What needs to be done. Pull every line with "ArrayList" from the data.

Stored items
———

PR #2065, opened 2021-08-16
implement to enable JvmDiscoverer tests on Windows

jackshirazi:
## What does this PR do?
Add implementations for Windows to run JvmDiscoverer functionality, including correctly handling spawned process IO so that a full output buffer from the spawned process doesn't hang the process, ie ensure that the output buffers from both stdout and stderr are fully read before checking if the process terminated

## Checklist

- [ ] This is a bugfix
- [ ] This is a new plugin
- [ ] This is something else

### DIFF
--- a/apm-agent-attach-cli/src/main/java/co/elastic/apm/attach/JvmDiscoverer.java
+++ b/apm-agent-attach-cli/src/main/java/co/elastic/apm/attach/JvmDiscoverer.java
@@ -208,11 +208,14 @@ public interface JvmDiscoverer {
                     //tasklist is always available, so no check for it
                     return JvmInfo.isJ9();
                 } else {
+                    List<String> args = new ArrayList<>();
+                    args.add("ps");
+                    args.add("aux");
                     return 
                             // attachment under hotspot involves executing a kill -3
                             // this would terminate false positive matching processes (ps aux | grep java)
                             JvmInfo.isJ9()
-                            && UserRegistry.User.executeCommand(List.of("ps", "aux")).exitedNormally();
+                            && UserRegistry.User.executeCommand(args).exitedNormally();
                 }
             } catch (Exception e) {
                 logger.error(e.getMessage(), e);
--- a/apm-agent-attach-cli/src/main/java/co/elastic/apm/attach/JvmDiscoverer.java
+++ b/apm-agent-attach-cli/src/main/java/co/elastic/apm/attach/JvmDiscoverer.java
@@ -161,17 +161,35 @@ public interface JvmDiscoverer {
         @Override
         public Collection<JvmInfo> discoverJvms() throws Exception {
             Collection<JvmInfo> jvms = new ArrayList<>();
-            Process process = new ProcessBuilder("ps", "aux").start();
+            Process process = Platform.isWindows() ?
+                    new ProcessBuilder("tasklist", "/FO", "CSV", "/V").start() :
+                    new ProcessBuilder("ps", "aux").start();
             BufferedReader reader = new BufferedReader(new InputStreamReader(process.getInputStream()));
             for (String line = reader.readLine(); line != null; line = reader.readLine()) {
                 if (line.contains("java")) {
-                    String[] rows = line.split("\\s+");
-                    String pid = rows[1];
-                    String user = rows[0];
+                    String pid;
+                    String user;
+                    if (Platform.isWindows()) {
+                        String[] rows = line.split("\",\"");
+                        pid = rows[1];
+                        user = rows[6];
+                        if (user.contains("\\")) {
+                            //get rid of the domain
+                            user = user.substring(user.lastIndexOf('\\')+1);
+                        }
+                        //false positives might show from "java" being an argument
+                        if (!rows[0].startsWith("\"java")) {
+                            continue;
+                        }
+                    } else {
+                        String[] rows = line.split("\\s+");
+                        pid = rows[1];
+                        user = rows[0];
+                    }
                     try {
                         jvms.add(JvmInfo.of(pid, user, GetAgentProperties.getAgentAndSystemProperties(pid, userRegistry.get(user))));
                     } catch (Exception e) {
-                        logger.debug("Although the ps aux output contains 'java', the process {} does not seem to be a Java process.", pid);
+                        logger.debug("Although the process listing output contains 'java', the process {} does not seem to be a Java process.", pid);
                         logger.debug(line);
                         logger.debug(e.getMessage(), e);
                     }
@@ -184,11 +202,16 @@ public interface JvmDiscoverer {
         @Override
         public boolean isAvailable() {
             try {
-                return !Platform.isWindows()
-                    // attachment under hotspot involves executing a kill -3
-                    // this would terminate false positive matching processes (ps aux | grep java)
-                    && JvmInfo.isJ9()
-                    && new ProcessBuilder("ps", "aux").start().waitFor() == 0;
+                if (Platform.isWindows()) {
+                    //tasklist is always available, so no check for it
+                    return JvmInfo.isJ9();
+                } else {
+                    return 
+                            // attachment under hotspot involves executing a kill -3
+                            // this would terminate false positive matching processes (ps aux | grep java)
+                            JvmInfo.isJ9()
+                            && new ProcessBuilder("ps", "aux").start().waitFor() == 0;
+                }
             } catch (Exception e) {
                 logger.error(e.getMessage(), e);
                 return false;
--- a/apm-agent-attach-cli/src/main/java/co/elastic/apm/attach/JvmDiscoverer.java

———

Task solution.
+                    List<String> args = new ArrayList<>();
             Collection<JvmInfo> jvms = new ArrayList<>();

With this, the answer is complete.